→ **Provided information**
*** Begin section ***
Issue #101, opened 2025-03-21
Rules for "flag", "index", and other similar control variables


mkavulich:
We have vaguely discussed a plan for handling "flag" variables, which I've been treating as a category including all variables that are specific to model code or other logical controls rather than physical quantities. This can include a number of possible variable types, often (but not always) indicated by a prefix:

1. Boolean indicators for whether a scheme, section of code, or other option is being exercised, or condition is met. Prefixes include `flag_for_`, `do_`, `is_`
2. Integer index of a particular list, table, or other data structure controlling code execution, file read/write, or other.... Prefixes include `index_of_`, `control_for_`, `identifier_for_`

The plan is to separate out all of these "control variables" into a dedicated section, with dedicated rules setting out their naming conventions, since these variables often do not fit neatly into the schema we have developed for naming physical quantities.

mkavulich:
@grantfirl @gold2718 @climbfuji I am trying to document the history and usage of these prefixes, and I hope you can help me with some context if I'm missing it. In the current rules, only two types of control variables are described: logicals with the prefix `flag_for_`, and integers with the prefix `control_for_`. However, as documented above, the current names have a wide variety of similar variables with different names. This seems to have mostly come from PR #13 where a large number of flag variables (though not all) were changed from having a `flag_for_` prefix to either `do_`, `is_`, or `disable_`, and many control integers were likewise changed from `control_for_` to `identifier_for_`. The rules were not updated to go along with this change, but I think from the context I can figure out some rules that should be added:

| Prefix  | Type | Use case | Example |
| ------------- | ------------- | ------------- | ------------- |
| `flag_for_`  | logical | A flag indicating some state or condition is true or false | `flag_for_mpi_root` indicates whether or not the code is running on the MPI root process
| `do_` | `logical`  | A flag whose value directs some behavior | `do_chemical_tracer_diagnostics` indicates to a physics physics scheme that it should compute chemical tracer diagnostics
| `identifier_for_` | `integer`  | A parameter indicating some state or condition | `identifier_for_noah_land_surface_scheme`  an integer identifying the Noah land surface model
| `control_for_` | `integer`  | A control whose value directs some behavior | `control_for_land_surface_scheme`  an integer identifying the land surface scheme type
| `index_of_` | `integer`  | An index entry for an array | `index_of_cloud_condensation_nuclei_number_concentration_in_tracer_concentration_array`  Index describing the location of  cloud condensation nuclei number concentration in the tracer concentration array

[...]

PR #149, opened 2026-06-11
Add additional allowed prefixes for booleans

nusbaume:
## Description

This PR updates the set of allowed prefixes for booleans (e.g. variables that are of type `logical` in Fortran) to include `do` and `is` along with `flag_for`.  For example, with these rule changes the following three (made up) standard names would be allowed:

```
flag_for_deep_convection
do_deep_convective_transport
is_convective_cloud
```

whereas with the current rule set all three would need to start with `flag_for`:

```
flag_for_deep_convection
flag_for_deep_convective_transport
flag_for_convective_cloud
```

which may not be as clear.

## Issues

Addresses the "boolean indicator" discussion found in issue #101

### DIFF
--- a/StandardNamesRules.rst
+++ b/StandardNamesRules.rst
@@ -196,8 +196,8 @@ Terminology
    not valid standard name characters); e.g. ``number_density_of_plus_1_ionized_he``
 
 #. For control-oriented variables, if the variable is a Fortran logical,
-   use flag_for ``_X``. If it is any other data type, use control_for ``_X``. All flags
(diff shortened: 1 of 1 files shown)


climbfuji (commented):
Is the idea that we can use either of? Are they / should they be considered equivalent? Otherwise, we need to come up with rules when to use `do_`, `is_`, `flag_for_` (not a bad thing to have imo).

nusbaume:
Superseded by #152.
*** End section ***
→ **How to complete this task**
I would like the number of lines in the material above that contain the string "include", with no other words in the reply.

→ **Task answer**
4